What a decent, graceful, progressive old word 'Hastamelap' which is used more in the rest of Gujarat! Originally the word is - Panigrahan. Water means hand. There is no gender bias here. There is no mail-centric mentality in which the groom rides the horse. If Queen Lakshmibai of Jhansi can ride a horse in the battlefield of India even after becoming a widow in 19th, then why not become a horseman in her wedding while taking medals in today's modern Olympics and illuminating the splendor of the country? Reader Comrade Vinod The daughter of 'Jatayu' has learned horse riding and has done 'Vadhughodi' (a word made for a joke!). Anyway, it's about handshake. There is no such division between a man's hand and a woman's hand. Hand in hand with each other. Husband and wife's hands. Spouse's hand. Male-female hands. Couples handshake. Favorite proclamation of the subtle beauty of equality that has been going on since ancient times! The rest of Dharar Kanyadan is old. Wake up by 'reviving' it and let the girls make the decision of love and marriage! Respect her choice and wish! Instead, the matter of honor of the nobility reaches to the honor killing. Because the bride is considered property here, whose 'ownership' is known to be passed from father to husband!

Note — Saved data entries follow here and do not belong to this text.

PR #368, opened 2018-06-18
Test for input sanitisation

jonodrew:
This PR is for three smokey tests. It tests a basic XSS attack against the following:

- search
- feedback
- finder

### DIFF
--- a/features/finder_frontend.feature
+++ b/features/finder_frontend.feature
@@ -57,3 +57,8 @@ Feature: Finder Frontend
   Scenario: check that advanced search returns results
     When I visit "/search/advanced?topic=/education&group=news_and_communications"
     Then I should see filtered documents
+
+  @high
+  Scenario: check malicious code does not execute
+    When I visit "/government/organisations/hm-revenue-customs/contact?keywords=<script>alert(document.cookie);</script>"
+    Then I should see "<script>alert(document.cookie)" in the results section
--- a/features/feedback.feature
+++ b/features/feedback.feature
@@ -6,3 +6,8 @@ Feature: Feedback
   Scenario: The "Contact GOV.UK" page
     When I visit "/contact/govuk"
     Then I should see "Contact GOV.UK"
+
+  Scenario: malicious actor inputs code to carry out XSS attack
+    When I visit "contact/govuk"
+    And I input malicious code in the email field
+    Then I see the code returned in the page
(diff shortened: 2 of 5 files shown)


.gitignore
```diff
@@ -1,2 +1,3 @@
 webrat.log
-log/*.log
\ No newline at end of file
+log/*.log
+testyCucumber.sh
```
elliotcm: Probably don't need this anymore?

testyCucumber.sh
```diff
@@ -0,0 +1,10 @@
+GOVUK_DRAFT_WEBSITE_ROOT=https://draft-origin.integration.publishing.service.gov.uk \
+SIGNON_EMAIL="<email-address>" \
+SIGNON_PASSWORD="<password>" \
+AUTH_USERNAME="<username>" \
+AUTH_PASSWORD="<password>" \
+bundle exec cucumber features/email_sign_up.feature \
+--format pretty \
+--tags ~@pending \
+--tags ~@local-network \
+--tags ~@notintegration
```
elliotcm: This file looks like it should be removed.

features/finder_frontend.feature
```diff
@@ -57,3 +57,8 @@ Feature: Finder Frontend
   Scenario: check that advanced search returns results
     When I visit "/search/advanced?topic=/education&group=news_and_communications"
     Then I should see filtered documents
+
+  @high
+  Scenario: check malicious code does not execute
+    When I visit "/government/organisations/hm-revenue-customs/contact?keywords=<script>alert(document.cookie);</script>"
+    Then I should see "<script>alert(document.cookie)" in the result-info class
```
elliotcm: Do we need to say "in the result-info class" here?  Would be nicer to decouple the step text from the specific implementation of the page, e.g. saying "results section" (if that's what it is)

features/form_input.feature
```diff
@@ -0,0 +1,13 @@
+Feature: Form input
+
+@high
+Scenario: Malicious actor inputs executable code to carry out XSS attack
+  Given I am a malicious actor
+  When I visit "/foreign-travel-advice/turkey"
+  And I click on the link "Get email alerts"
+  Then I should see "Create subscription"
+  When I click on the button "Create subscription"
```
elliotcm: Quite a few steps here, probably best to move some of the irrelevant details into a couple of simpler steps e.g. "When I add a malicious script to the subscription signup form"

elliotcm:
Would also be nice to squash and/or rename some of the commits, especially the WIP one.

elliotcm:
(see here for PR styleguide https://github.com/alphagov/styleguides/blob/master/pull-requests.md)

PR #371, opened 2018-07-02
Run bundle update

cbaines:


cbaines:
Tested in Staging, seems to work https://deploy.staging.publishing.service.gov.uk/job/Smokey/9734/console

PR #372, opened 2018-07-02
Update gem major versions

cbaines:
Also only specify the major version in the Gemfile, as the exact
version is specified in the Gemfile.lock.


Gemfile
```diff
@@ -1,12 +1,12 @@
...
-gem "rake", "~> 0.9"
-gem "rest-client", "~> 1.8"
-gem "rspec", "~> 2.11"
+gem "capybara", "~> 3"
+gem "cucumber", "~> 3"
+gem "minitest", "~> 5"
+gem "nokogiri", "~> 1"
+gem "plek", "~> 2"
+gem "poltergeist", "~> 1"
+gem "rake", "~> 11"
```
leenagupte: 😱

PR #399, opened 2018-07-24
Specify port for proxy

rubenarakelyan:
This commit specifies a set port for the proxy to override the default of `8080` (which is already in use on the machines on which Smokey runs).

Trello: https://trello.com/c/80OiCEtH/308-more-reliable-smokey-tests-on-aws-environments


features/support/env.rb
```diff
@@ -32,7 +32,7 @@
 
 # Set up proxy server (used to manipulate HTTP headers etc since Selenium doesn't
 # support this)
-server = BrowserMob::Proxy::Server.new("./bin/browsermob-proxy")
+server = BrowserMob::Proxy::Server.new("./bin/browsermob-proxy", port: 3222)
```
thomasleese: Can we make it randomly pick a port between a range? Might help if someone tries to run Smokey twice?

PR #419, opened 2018-08-23
Disable failing scenario

steventux:
This scenario has been failing for a week or so with the error:
`Failed to open TCP connection to service.gov.uk:443 (Connection refused...`


timblair:
This is due to a change in the [Anycast IP addresses](https://github.com/alphagov/govuk-dns-config/pull/129). We've just discovered that the new IPs Fastly gave us are non-TLS ones, hence we started getting connection errors.

benthorner:
Ah, OK. Thanks for helping with my understanding here - I wasn't sure who to ask :-)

The basic thing is partnership. Just as the bride leaves the pier, so the bridegroom relinquishes the freedom he has left behind. The two come together and build a new 'home' in which the past has no place. I love the present. Whether the previous bonds are for relationships or habits - slowly the knees are bent, but a new home is formed. The building stays the same - Companions find happiness in each other's hands rather than adjusting, and learn to cope with adversity. Having two eyes or two ears does not come together, but the anathematic site or sound is heard only once, when the 'tuning' is fine, then the marriage life shines! There is no need to change the other person. It is to develop a shared space that understands and respects each other's choices.

So, instead of 'objectifying' a woman like Kanyadan (yes, this is the real thing, not a hot photoshoot of her own free will, from which Prosperity gets popularity) instead of the word 'Sahadharmacharini'. Sahiyara belongs to Satwara, as well as to the space of Solitude. The balance of these two is sweet symbiosis. Well written by German love poet Rainer Maria Rilke

"Marriage does not mean that all the walls are broken down and two strangers suddenly create a common-joint space. On the contrary, in a healthy marriage, one partner chooses the other as his 'favorite solitary keeper'! And that is possible only when both have deep trust in each other! Intimate love is also intimate faith. It is not possible for two people to merge into one and become one! That is to say, wherever it appears, with the consent of each other or with the consent of each other, the freedom of one or the other of the two may have become a part of the process of instinctive development - to know for sure!

But once the distance is realized, it is possible to distance the infinite distance between two very close individuals, and after accepting and loving each other's separate existence, the wonderful 'side by side' 'Living Together' begins to flourish. If the two spouses learn to love this space between each other, then there is a beautiful possibility that both of them will make each other complete forever and just as we live and shine in the vast infinite space, they can make each other's secluded sky fun and mutual. ! ''

Wow! What a Thought. Respecting each other's choices for a beautiful companion connection is fine, instead of constantly tying each other up, the common elements of coexistence such as food, entertainment (movie-music-fun joke whatever), sleep etc. are left to their own devices. . There is a little bit of secrecy in the distance and the attraction lasts a long time. The rest of the close-up pictures are blurred!

I wish the dowry could be arranged in the mind like a closet to live together according to the changing times amidst the innumerable purchases in the name of Kariyavar!

Fast forward

Happy coexistence means in which age is missing, but words are not missing!